_WORK TO BE COMPLETED_: The string "technically" may appear in lines of the listing. Report each line where it does.

_EXTRACTED DATA_:
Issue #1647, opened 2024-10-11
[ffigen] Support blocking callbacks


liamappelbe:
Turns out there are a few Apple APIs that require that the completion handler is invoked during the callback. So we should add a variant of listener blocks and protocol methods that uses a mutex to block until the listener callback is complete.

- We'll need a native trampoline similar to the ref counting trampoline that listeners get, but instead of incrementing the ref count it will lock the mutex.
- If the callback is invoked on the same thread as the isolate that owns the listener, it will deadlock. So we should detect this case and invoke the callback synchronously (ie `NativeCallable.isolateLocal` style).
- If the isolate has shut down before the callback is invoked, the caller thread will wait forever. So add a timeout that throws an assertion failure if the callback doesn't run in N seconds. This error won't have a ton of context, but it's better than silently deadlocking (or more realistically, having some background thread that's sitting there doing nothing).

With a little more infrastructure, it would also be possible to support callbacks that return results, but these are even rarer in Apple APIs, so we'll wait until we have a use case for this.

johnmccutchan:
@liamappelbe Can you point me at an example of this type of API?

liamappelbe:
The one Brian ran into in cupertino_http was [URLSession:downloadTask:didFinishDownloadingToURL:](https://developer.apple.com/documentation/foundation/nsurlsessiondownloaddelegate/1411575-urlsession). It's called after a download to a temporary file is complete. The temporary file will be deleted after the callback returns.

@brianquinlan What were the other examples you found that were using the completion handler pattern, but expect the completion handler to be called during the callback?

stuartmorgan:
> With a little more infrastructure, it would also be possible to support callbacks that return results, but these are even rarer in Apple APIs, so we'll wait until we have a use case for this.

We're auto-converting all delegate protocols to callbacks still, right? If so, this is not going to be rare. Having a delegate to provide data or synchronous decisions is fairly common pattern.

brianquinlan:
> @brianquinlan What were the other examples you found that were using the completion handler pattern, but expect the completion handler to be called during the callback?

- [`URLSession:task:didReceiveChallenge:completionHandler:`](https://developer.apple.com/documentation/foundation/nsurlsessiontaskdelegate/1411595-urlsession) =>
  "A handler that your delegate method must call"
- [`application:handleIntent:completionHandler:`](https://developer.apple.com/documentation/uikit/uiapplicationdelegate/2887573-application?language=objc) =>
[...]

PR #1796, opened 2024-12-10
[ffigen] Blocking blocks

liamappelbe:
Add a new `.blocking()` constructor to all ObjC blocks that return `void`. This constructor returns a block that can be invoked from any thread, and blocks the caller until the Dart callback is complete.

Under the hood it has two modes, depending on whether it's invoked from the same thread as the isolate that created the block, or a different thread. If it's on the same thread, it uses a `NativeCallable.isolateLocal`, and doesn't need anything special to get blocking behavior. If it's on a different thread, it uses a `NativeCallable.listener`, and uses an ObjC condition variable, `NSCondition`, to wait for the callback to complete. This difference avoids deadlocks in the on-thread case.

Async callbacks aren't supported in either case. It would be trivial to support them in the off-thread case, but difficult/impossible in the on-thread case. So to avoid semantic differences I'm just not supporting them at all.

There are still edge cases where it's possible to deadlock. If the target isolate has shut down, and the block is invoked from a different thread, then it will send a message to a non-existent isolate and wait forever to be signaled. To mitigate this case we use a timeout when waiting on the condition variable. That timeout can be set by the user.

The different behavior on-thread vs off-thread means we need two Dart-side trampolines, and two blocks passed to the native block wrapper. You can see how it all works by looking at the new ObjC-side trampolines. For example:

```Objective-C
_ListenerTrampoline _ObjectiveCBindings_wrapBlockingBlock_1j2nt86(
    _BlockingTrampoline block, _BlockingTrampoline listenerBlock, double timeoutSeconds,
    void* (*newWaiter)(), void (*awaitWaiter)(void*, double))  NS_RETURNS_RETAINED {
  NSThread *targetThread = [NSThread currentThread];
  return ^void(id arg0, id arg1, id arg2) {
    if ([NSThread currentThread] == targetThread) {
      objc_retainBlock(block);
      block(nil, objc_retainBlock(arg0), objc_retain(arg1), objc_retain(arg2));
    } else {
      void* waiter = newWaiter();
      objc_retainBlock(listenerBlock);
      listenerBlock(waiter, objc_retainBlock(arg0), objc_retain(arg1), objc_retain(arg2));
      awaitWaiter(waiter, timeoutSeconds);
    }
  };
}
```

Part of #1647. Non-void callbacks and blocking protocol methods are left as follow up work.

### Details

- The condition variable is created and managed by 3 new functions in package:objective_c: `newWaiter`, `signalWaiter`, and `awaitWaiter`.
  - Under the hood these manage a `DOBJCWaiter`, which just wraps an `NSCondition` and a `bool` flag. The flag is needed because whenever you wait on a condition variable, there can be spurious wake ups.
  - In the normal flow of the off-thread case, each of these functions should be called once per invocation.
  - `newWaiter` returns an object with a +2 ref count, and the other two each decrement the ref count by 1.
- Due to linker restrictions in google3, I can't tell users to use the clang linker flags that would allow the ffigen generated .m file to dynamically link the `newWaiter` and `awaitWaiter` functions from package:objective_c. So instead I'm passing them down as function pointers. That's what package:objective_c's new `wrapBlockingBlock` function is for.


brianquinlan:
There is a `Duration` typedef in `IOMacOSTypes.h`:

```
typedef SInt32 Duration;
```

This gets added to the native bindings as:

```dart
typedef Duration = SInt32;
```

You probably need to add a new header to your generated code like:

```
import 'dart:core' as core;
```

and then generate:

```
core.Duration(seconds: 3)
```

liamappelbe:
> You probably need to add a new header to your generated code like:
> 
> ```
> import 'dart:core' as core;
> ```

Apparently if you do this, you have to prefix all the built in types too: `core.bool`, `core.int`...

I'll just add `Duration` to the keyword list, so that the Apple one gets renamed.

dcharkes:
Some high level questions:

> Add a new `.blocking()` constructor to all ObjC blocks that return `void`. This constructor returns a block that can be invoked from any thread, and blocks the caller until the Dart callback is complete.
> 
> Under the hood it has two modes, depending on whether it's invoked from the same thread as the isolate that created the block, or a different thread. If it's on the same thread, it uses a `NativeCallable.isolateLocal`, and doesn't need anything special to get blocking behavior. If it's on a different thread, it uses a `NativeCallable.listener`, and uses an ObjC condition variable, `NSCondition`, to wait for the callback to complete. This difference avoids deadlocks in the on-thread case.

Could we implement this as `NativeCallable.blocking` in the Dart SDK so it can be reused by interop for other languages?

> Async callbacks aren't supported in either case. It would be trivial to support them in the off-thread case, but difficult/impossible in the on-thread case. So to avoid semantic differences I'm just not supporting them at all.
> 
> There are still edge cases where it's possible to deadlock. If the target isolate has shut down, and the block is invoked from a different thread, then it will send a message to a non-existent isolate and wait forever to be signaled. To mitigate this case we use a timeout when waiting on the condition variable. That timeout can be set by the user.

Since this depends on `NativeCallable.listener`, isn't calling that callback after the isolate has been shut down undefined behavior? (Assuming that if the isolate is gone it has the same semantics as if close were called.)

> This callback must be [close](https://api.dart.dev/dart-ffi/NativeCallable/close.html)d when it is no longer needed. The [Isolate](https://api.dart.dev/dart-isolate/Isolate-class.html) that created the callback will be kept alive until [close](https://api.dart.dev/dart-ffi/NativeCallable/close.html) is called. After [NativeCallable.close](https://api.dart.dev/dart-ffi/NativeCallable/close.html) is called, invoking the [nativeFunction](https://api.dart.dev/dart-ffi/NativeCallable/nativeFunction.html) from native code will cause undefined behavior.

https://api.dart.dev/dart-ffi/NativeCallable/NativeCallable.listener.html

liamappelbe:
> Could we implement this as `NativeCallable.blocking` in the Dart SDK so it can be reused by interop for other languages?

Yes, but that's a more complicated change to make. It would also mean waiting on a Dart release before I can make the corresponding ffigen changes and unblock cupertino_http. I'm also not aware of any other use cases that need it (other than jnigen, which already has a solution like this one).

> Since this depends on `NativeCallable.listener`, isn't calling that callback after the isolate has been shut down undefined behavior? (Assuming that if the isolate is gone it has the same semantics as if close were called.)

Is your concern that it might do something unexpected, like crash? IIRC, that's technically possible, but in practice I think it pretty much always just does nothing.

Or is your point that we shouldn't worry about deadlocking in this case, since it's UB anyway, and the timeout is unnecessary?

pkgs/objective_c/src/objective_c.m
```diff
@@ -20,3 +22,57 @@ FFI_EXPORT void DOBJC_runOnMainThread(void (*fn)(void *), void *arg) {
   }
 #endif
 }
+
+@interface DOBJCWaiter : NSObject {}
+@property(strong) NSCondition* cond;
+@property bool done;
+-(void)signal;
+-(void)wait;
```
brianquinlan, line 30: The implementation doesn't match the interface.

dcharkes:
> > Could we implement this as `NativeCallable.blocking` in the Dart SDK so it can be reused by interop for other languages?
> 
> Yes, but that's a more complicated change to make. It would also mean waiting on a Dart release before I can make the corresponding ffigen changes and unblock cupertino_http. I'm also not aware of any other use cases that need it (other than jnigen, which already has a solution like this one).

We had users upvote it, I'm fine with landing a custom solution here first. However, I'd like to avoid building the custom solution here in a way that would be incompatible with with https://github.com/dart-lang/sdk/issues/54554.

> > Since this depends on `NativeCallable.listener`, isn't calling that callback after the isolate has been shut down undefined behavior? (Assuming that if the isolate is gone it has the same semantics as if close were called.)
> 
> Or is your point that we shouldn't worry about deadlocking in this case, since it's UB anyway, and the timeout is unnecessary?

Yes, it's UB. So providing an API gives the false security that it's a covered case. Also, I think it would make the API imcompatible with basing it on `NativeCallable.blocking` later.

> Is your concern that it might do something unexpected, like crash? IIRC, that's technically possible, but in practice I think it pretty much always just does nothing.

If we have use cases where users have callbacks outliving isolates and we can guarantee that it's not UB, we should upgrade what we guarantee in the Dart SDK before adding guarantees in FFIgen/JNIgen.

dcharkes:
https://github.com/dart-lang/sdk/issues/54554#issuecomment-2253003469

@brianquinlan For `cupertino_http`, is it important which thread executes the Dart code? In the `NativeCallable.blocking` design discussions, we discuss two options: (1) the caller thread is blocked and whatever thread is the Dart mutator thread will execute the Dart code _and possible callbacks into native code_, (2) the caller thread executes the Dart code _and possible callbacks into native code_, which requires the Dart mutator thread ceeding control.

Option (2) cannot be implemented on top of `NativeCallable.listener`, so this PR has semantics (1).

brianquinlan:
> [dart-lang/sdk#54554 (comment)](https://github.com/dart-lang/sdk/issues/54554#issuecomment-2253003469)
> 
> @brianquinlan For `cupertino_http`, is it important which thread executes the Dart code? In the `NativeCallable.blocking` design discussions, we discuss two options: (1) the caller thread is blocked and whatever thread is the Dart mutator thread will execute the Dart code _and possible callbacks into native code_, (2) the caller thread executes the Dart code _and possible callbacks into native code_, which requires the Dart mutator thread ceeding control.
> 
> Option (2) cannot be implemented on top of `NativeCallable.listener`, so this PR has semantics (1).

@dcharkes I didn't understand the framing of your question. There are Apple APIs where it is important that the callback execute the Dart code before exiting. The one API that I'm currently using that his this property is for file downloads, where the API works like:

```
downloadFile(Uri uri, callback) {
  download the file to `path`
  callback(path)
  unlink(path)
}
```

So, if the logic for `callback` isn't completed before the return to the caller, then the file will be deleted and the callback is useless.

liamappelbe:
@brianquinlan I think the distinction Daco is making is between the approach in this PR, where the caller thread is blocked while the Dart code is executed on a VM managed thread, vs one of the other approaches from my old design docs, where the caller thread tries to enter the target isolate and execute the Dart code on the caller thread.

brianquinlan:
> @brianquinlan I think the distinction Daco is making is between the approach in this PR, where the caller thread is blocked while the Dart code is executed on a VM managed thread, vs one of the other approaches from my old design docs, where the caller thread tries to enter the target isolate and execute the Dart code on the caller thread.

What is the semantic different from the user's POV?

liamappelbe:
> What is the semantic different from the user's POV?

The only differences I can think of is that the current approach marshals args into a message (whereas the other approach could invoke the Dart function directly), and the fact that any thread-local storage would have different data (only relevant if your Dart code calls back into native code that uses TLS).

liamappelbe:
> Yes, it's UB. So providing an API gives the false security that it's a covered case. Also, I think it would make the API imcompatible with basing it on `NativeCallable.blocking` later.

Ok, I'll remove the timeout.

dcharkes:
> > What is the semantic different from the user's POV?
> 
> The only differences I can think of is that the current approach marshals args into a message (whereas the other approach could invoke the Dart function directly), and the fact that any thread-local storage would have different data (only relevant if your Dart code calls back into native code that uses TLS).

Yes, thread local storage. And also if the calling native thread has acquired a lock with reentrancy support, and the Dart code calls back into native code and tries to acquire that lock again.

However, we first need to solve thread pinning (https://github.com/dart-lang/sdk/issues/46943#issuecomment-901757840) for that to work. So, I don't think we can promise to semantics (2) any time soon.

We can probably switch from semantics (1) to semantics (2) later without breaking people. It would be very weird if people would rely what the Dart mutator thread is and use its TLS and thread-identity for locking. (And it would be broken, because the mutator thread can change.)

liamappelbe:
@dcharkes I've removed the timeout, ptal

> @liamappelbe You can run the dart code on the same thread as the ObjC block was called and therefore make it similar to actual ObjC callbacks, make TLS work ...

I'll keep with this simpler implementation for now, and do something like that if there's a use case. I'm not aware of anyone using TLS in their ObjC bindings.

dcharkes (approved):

_SOLUTION TO THE EXERCISE_:
Is your concern that it might do something unexpected, like crash? IIRC, that's technically possible, but in practice I think it pretty much always just does nothing.
> Is your concern that it might do something unexpected, like crash? IIRC, that's technically possible, but in practice I think it pretty much always just does nothing.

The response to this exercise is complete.